The Training Gap and How It Is Closing

The accuracy gap between SNNs and ANNs reflects a training gap as much as an architectural one. ANNs have thirty years of optimization: learning rate schedules, batch normalization, dropout, residual connections, attention mechanisms. SNNs have had practical training methods for less than a decade.

Surrogate gradient descent, formalized by Zenke and Ganguli in 2018 and systematized by Neftci et al. in 2019, enabled backpropagation through spiking networks for the first time. The method is an approximation but it works well enough to close most of the accuracy gap on simpler benchmarks. The remaining gap on complex tasks reflects two things: insufficient training infrastructure and the inherent tension between temporal coding efficiency and the static nature of most benchmark datasets.

SpikingJelly (Fang et al., Science Advances 2023) addressed the infrastructure gap by providing a full-stack Python framework with 11x training acceleration, standard neuron models, hardware backends for multiple neuromorphic chips, and support for ANN-to-SNN conversion alongside direct training. Before SpikingJelly and similar tools, reproducing SNN results from papers required reimplementing the training infrastructure from scratch. The ecosystem is now comparable to early PyTorch in maturity.

ANN-to-SNN conversion remains a viable alternative to direct training for groups that want to deploy existing trained models on neuromorphic hardware. The conversion maps ANN activations to firing rates, treating the output of a spiking neuron over multiple timesteps as an approximation of the original neuron's continuous activation. Rueckauer et al.'s reset-by-subtraction normalization strategy improved conversion quality significantly, and recent work has reduced the required timestep count from hundreds to tens while preserving most of the accuracy.

Where This Points

The benchmarks tell a clear story about which applications SNNs are ready for now and which require continued research.

SNNs are ready for deployment on event-based sensor data.
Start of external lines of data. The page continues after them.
PR #13306, opened 2020-02-04
HPCC-23428 Avoid the need to backpatch indexes

richardkchapman:

## Type of change:

## Checklist:
  - [x] The commit is signed.
  - [ ] Scalability
  - [x] Performance
  - [ ] Security
  - [ ] Thread-safety
  - [x] Cloud-compatibility
  - [ ] Premature optimization

## Smoketest:

## Testing:
Smoketest/unit tests

### DIFF
--- a/ecl/hthor/hthor.cpp
+++ b/ecl/hthor/hthor.cpp
@@ -1129,7 +1129,18 @@ void CHThorIndexWriteActivity::execute()
         Owned<IPropertyTree> metadata;
         buildUserMetadata(metadata);
         buildLayoutMetadata(metadata);
-        unsigned nodeSize = metadata ? metadata->getPropInt("_nodeSize", NODESIZE) : NODESIZE;
+        unsigned nodeSize = NODESIZE;
+        if (metadata)
+        {
+            nodeSize = metadata->getPropInt("_nodeSize", NODESIZE);
+            if (metadata->getPropBool("_noSeek", false))
+                flags |= TRAILING_HEADER_ONLY;
+            if (metadata->getPropBool("_useTrailingHeader", true))
+                flags |= USE_TRAILING_HEADER;
+        }
+        else
+            flags |= USE_TRAILING_HEADER;
+
         size32_t keyMaxSize = helper.queryDiskRecordSize()->getRecordSize(NULL);
         if (hasTrailingFileposition(helper.queryDiskRecordSize()->queryTypeInfo()))
             keyMaxSize -= sizeof(offset_t);
--- a/ecl/hthor/hthor.cpp
+++ b/ecl/hthor/hthor.cpp
@@ -1129,16 +1129,10 @@ void CHThorIndexWriteActivity::execute()
         Owned<IPropertyTree> metadata;
         buildUserMetadata(metadata);
         buildLayoutMetadata(metadata);
-        unsigned nodeSize = NODESIZE;
-        if (metadata)
-        {
-            nodeSize = metadata->getPropInt("_nodeSize", NODESIZE);
-            if (metadata->getPropBool("_noSeek", false))
-                flags |= TRAILING_HEADER_ONLY;
-            if (metadata->getPropBool("_useTrailingHeader", true))
-                flags |= USE_TRAILING_HEADER;
-        }
-        else
+        unsigned nodeSize = metadata->getPropInt("_nodeSize", NODESIZE);
+        if (metadata->getPropBool("_noSeek", false))
+            flags |= TRAILING_HEADER_ONLY;
+        if (metadata->getPropBool("_useTrailingHeader", true))
             flags |= USE_TRAILING_HEADER;
 
         size32_t keyMaxSize = helper.queryDiskRecordSize()->getRecordSize(NULL);
@@ -1335,7 +1329,7 @@ void CHThorIndexWriteActivity::buildUserMetadata(Owned<IPropertyTree> & metadata
     {
         StringBuffer name(nameLen, nameBuff);
         StringBuffer value(valueLen, valueBuff);
-        if(*nameBuff == '_' && strcmp(name, "_nodeSize") != 0)
+        if(*nameBuff == '_' && !checkReservedMetadataName(name))
         {
             OwnedRoxieString fname(helper.getFileName());
             throw MakeStringException(0, "Invalid name %s in user metadata for index %s (names beginning with underscore are reserved)", name.str(), fname.get());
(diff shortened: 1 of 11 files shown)


richardkchapman:
@ghalliday Please review once smoketest completes

system/jhtree/jhtree.cpp
```diff
@@ -3405,8 +3420,10 @@ class IKeyManagerTest : public CppUnit::TestFixture
     void testKeys()
     {
         ASSERT(sizeof(CKeyIdAndPos) == sizeof(unsigned __int64) + sizeof(offset_t));
-        testKeys(false);
-        testKeys(true);
+        for (bool var : { false, true })
```
ghalliday: neat

ecl/hthor/hthor.cpp
```diff
@@ -1129,7 +1129,18 @@ void CHThorIndexWriteActivity::execute()
         Owned<IPropertyTree> metadata;
         buildUserMetadata(metadata);
         buildLayoutMetadata(metadata);
-        unsigned nodeSize = metadata ? metadata->getPropInt("_nodeSize", NODESIZE) : NODESIZE;
+        unsigned nodeSize = NODESIZE;
+        if (metadata)
+        {
```
ghalliday: This code should really be common rather than duplicated, but it will probably get refactored up in the future.

system/jhtree/keybuild.cpp
```diff
@@ -201,8 +204,13 @@ class CKeyBuilderBase : public CInterface
...
         {
             out->flush();
-            out->seek(0, IFSbegin);
-            keyHdr->write(out, crc);
+            if (keyHdr->getKeyType() & USE_TRAILING_HEADER)
+                keyHdr->write(out, crc);  // write a copy at end too, for use on systems that can't seek
+            if (!(keyHdr->getKeyType() & TRAILING_HEADER_ONLY))
+            {
+                out->seek(0, IFSbegin);
+                keyHdr->write(out, crc);
```
ghalliday: If the trailing header isn't written then the crc from the original header write needs to be used.

system/jhtree/keybuild.cpp
```diff
@@ -201,8 +204,13 @@ class CKeyBuilderBase : public CInterface
         if (out)
         {
             out->flush();
-            out->seek(0, IFSbegin);
-            keyHdr->write(out, crc);
+            if (keyHdr->getKeyType() & USE_TRAILING_HEADER)
```
ghalliday: Is there a problem with updating the crcs? 
This may need to update a different crc variable. since it is the crc of an extra block, rather than the header that is being written.

ghalliday (commented):
@jakesmith please can you cast your eye over the changes.
@richardkchapman looks clean, but I think there is an issue with crc calculation.

system/jhtree/keybuild.cpp
richardkchapman: Worse than that - also need to include the crc of the trailing header.

richardkchapman:
@jakesmith Please review

system/jhtree/keybuild.cpp
jakesmith: the key header contains the crc for the whole file, it's just returning the crc of the KeyHdr node here, to roll it up with the crc's of the node data, to return the complete file crc for the file to the caller to publish it in Dali.

I think if you calc. once (pass null into one of the write calls if both are called), you can then merge in this crc before and after the node data crc in finish().

jakesmith:
@richardkchapman - couple of questions/comments.

thorlcr/activities/indexwrite/thindexwriteslave.cpp
```diff
@@ -171,7 +171,17 @@ class IndexWriteSlaveActivity : public ProcessSlaveActivity, public ILookAheadSt
             flags |= HTREE_TOPLEVEL_KEY;
         buildUserMetadata(metadata);                
         buildLayoutMetadata(metadata);
-        unsigned nodeSize = metadata ? metadata->getPropInt("_nodeSize", NODESIZE) : NODESIZE;
+        unsigned nodeSize = NODESIZE;
+        if (metadata)
```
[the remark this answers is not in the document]
richardkchapman: I will fix

thorlcr/activities/indexwrite/thindexwriteslave.cpp
```diff
@@ -171,7 +171,17 @@ class IndexWriteSlaveActivity : public ProcessSlaveActivity, public ILookAheadSt
...
+            if (metadata->getPropBool("_noSeek", false))
+                flags |= TRAILING_HEADER_ONLY;
+            if (metadata->getPropBool("_useTrailingHeader", true))
+                flags |= USE_TRAILING_HEADER;
+        }
+        else
+            flags |= USE_TRAILING_HEADER;
         builder.setown(createKeyBuilder(out, flags, maxDiskRecordSize, nodeSize, helper->getKeyedSize(), isTopLevel ? 0 : totalCount, helper, !isTlk, isTlk));
     }
     void buildUserMetadata(Owned<IPropertyTree> & metadata)
```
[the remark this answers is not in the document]
richardkchapman: Yes, they do. Good catch

system/jhtree/keybuild.cpp
richardkchapman: @jakesmith It's worse than that. I think I would have to return crc info for the original head info if I don't overwrite it, or new head if I do (to merge it in properly), and also ensure crc info for trailing header (if I write one) is folded in

richardkchapman:
@ghalliday @jakesmith I have tried to put in a proper fix for the CRCs, as well as addressing other comments.

CRCs are complex - we need to treat the trailing header as we would treat any other node write, and handle the leading one with its original contents if we don't overwrite it, or its new one if we do.

richardkchapman:
I'm not sure if this change is actually sensible, given there seem to be other places in index build code that require ability to seek (more investigation needed).

jakesmith:
>I'm not sure if this change is actually sensible, given there seem to be other places in index build code (such as blobs) that look like they require ability to seek (more investigation needed).

@richardkchapman - tagging you for now.

thorlcr/activities/indexwrite/thindexwriteslave.cpp
```diff
@@ -171,7 +171,12 @@ class IndexWriteSlaveActivity : public ProcessSlaveActivity, public ILookAheadSt
             flags |= HTREE_TOPLEVEL_KEY;
         buildUserMetadata(metadata);                
         buildLayoutMetadata(metadata);
-        unsigned nodeSize = metadata ? metadata->getPropInt("_nodeSize", NODESIZE) : NODESIZE;
+        // NOTE - if you add any more flags here, be sure to update checkReservedMetadataName
+        unsigned nodeSize = metadata->getPropInt("_nodeSize", NODESIZE);
```
ghalliday: minor: This code should really be a shared function, rather than duplicated.

ghalliday:
I will merge as is, so that the reading code will definitely be in 7.8.0.  New jira to be created to revisit creating blobs.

DVS cameras, silicon cochleas, tactile sensors, radar, and other sensors that produce event streams natively pair with SNNs without the encoding overhead that degrades performance on static image benchmarks. The 98%+ accuracy on N-MNIST and DVS-Gesture at power levels an order of magnitude below ANN alternatives is not a research result. It is a deployment argument.

SNNs are ready for audio and temporal pattern recognition tasks, where the inherent temporal dynamics match the structure of the data. Speech processing, keyword spotting, and anomaly detection in time series all benefit from the temporal coding that SNNs handle natively.

SNNs are approaching competitiveness on static image classification. The MSVIT result of 85.06% on ImageNet is within reach of production use cases where the energy advantage justifies a few percentage points of accuracy trade-off, particularly at the edge where a GPU alternative is not an option.

SNNs are not yet competitive for NLP and large language model tasks. The dense, synchronous computation that transformer architectures require does not map naturally to sparse, event-driven spiking computation. This may change as hybrid architectures develop, but it is not the near-term opportunity.

The hardware-software co-design opportunity is the one that most matters. The energy advantage documented in the CEA study is only accessible when the hardware computes on spike arrival rather than on a fixed clock. Running SNNs on conventional GPUs captures some computational savings but not the full hardware-level efficiency benefit. The full advantage requires neuromorphic hardware. That hardware-software pair, a well-trained sparse SNN running on event-driven neuromorphic silicon for a task where the input data is naturally temporal, is where the research results become deployment results.

The benchmarks show a technology that is competitive in specific domains now, closing the accuracy gap on general tasks rapidly, and awaiting the hardware accessibility improvements that will determine whether research performance translates into deployed systems.